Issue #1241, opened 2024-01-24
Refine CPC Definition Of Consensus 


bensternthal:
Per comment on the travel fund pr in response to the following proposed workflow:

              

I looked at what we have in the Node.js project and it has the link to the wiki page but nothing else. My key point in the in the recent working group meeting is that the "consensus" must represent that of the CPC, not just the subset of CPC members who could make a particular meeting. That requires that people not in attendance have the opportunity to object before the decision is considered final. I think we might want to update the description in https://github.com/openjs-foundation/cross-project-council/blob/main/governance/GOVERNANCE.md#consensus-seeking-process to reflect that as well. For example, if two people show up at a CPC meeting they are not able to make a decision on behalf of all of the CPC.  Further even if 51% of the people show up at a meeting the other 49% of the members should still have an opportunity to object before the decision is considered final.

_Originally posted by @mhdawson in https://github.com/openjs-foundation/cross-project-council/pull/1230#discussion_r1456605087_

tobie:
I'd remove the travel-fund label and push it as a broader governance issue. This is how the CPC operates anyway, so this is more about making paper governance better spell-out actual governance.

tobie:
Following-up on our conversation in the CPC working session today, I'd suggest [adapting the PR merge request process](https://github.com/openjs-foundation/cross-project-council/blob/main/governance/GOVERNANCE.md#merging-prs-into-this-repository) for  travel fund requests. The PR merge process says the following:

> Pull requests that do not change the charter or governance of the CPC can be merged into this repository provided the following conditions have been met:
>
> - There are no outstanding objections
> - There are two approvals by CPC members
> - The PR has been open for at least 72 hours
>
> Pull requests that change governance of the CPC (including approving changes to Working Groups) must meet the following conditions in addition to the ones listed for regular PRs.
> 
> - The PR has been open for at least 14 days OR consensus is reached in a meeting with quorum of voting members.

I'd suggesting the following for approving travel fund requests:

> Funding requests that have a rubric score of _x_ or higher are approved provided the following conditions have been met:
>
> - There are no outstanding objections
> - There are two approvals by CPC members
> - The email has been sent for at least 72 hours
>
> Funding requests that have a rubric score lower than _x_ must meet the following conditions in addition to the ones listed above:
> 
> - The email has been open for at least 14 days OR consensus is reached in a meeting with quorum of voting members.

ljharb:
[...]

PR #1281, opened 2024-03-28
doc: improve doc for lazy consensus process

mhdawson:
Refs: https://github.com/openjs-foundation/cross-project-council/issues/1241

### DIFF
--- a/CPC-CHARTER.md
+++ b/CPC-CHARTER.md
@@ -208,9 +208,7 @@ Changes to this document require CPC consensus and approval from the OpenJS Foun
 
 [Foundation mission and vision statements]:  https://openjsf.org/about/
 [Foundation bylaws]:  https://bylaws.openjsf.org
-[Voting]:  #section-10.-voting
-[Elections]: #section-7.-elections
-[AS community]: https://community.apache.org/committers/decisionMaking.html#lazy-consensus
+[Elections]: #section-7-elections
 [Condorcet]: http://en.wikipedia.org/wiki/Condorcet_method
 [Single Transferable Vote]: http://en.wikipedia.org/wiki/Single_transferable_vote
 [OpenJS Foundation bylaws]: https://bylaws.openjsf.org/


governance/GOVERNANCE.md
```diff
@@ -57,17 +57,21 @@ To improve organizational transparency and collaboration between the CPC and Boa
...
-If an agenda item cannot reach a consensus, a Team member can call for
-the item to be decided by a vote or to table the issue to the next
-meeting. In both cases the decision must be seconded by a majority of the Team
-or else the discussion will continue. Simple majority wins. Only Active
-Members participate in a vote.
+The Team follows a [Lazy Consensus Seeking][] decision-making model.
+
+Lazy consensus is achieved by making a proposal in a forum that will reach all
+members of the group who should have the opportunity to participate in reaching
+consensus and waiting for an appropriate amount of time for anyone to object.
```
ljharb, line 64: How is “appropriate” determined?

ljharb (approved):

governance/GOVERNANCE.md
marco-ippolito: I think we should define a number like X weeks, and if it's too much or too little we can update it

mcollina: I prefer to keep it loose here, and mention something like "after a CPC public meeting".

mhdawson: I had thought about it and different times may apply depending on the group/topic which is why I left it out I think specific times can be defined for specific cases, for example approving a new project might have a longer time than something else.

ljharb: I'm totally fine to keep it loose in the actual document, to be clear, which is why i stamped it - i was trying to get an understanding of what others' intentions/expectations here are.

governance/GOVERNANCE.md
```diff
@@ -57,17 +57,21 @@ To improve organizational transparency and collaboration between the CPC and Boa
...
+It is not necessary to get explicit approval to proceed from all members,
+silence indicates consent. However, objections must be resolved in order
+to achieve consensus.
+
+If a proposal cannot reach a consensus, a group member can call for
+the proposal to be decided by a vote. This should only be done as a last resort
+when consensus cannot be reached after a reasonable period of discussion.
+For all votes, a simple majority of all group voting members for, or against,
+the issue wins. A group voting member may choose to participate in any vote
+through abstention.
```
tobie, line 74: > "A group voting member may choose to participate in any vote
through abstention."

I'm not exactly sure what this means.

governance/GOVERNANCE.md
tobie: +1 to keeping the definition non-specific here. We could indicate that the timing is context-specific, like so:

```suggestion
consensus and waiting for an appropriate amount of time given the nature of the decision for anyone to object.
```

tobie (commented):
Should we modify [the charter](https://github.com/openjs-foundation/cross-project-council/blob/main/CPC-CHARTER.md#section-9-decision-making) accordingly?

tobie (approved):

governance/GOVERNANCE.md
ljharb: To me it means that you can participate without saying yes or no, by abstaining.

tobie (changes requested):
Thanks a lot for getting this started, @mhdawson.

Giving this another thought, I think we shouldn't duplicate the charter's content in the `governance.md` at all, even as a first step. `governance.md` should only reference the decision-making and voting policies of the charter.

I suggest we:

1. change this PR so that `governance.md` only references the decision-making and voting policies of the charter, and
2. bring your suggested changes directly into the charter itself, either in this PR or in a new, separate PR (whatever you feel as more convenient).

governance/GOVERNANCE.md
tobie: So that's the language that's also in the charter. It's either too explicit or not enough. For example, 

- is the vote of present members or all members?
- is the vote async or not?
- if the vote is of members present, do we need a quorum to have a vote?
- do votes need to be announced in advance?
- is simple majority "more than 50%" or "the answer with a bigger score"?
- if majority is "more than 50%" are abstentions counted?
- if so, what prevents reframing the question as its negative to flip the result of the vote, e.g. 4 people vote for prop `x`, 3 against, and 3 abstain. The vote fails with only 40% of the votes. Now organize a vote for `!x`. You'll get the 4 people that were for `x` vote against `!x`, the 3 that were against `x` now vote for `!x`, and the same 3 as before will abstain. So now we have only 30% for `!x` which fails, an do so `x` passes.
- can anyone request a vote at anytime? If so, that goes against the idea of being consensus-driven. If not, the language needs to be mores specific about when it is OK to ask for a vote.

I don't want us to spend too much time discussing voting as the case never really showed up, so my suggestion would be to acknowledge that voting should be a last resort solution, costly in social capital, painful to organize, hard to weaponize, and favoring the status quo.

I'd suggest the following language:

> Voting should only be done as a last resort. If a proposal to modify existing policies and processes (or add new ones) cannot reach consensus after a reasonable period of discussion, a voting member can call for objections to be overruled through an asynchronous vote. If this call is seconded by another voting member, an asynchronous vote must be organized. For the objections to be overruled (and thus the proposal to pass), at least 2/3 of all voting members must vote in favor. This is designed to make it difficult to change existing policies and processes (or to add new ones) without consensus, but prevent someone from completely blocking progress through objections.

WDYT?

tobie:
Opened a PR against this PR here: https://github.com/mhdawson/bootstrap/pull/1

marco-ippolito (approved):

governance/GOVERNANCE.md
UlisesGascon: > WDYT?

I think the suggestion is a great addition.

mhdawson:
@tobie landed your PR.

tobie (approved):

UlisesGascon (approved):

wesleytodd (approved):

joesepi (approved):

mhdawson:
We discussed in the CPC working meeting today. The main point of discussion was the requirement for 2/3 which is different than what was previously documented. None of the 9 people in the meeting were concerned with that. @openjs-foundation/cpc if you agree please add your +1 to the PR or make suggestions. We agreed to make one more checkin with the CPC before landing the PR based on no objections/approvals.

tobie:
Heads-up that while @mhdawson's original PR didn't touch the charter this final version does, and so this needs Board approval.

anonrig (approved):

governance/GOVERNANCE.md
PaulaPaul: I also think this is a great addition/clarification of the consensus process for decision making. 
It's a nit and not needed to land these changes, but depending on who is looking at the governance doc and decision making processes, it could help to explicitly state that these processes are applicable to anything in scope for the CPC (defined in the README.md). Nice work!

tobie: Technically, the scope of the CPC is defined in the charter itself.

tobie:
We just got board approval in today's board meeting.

▶ **TASK REQUIREMENTS**
Starting at the first line of the data above, please restate word for word every line up to and including the one that holds "Per comment on", and add nothing else.

▶ **RESPONSE**
Issue #1241, opened 2024-01-24
Refine CPC Definition Of Consensus 


bensternthal:
Per comment on the travel fund pr in response to the following proposed workflow:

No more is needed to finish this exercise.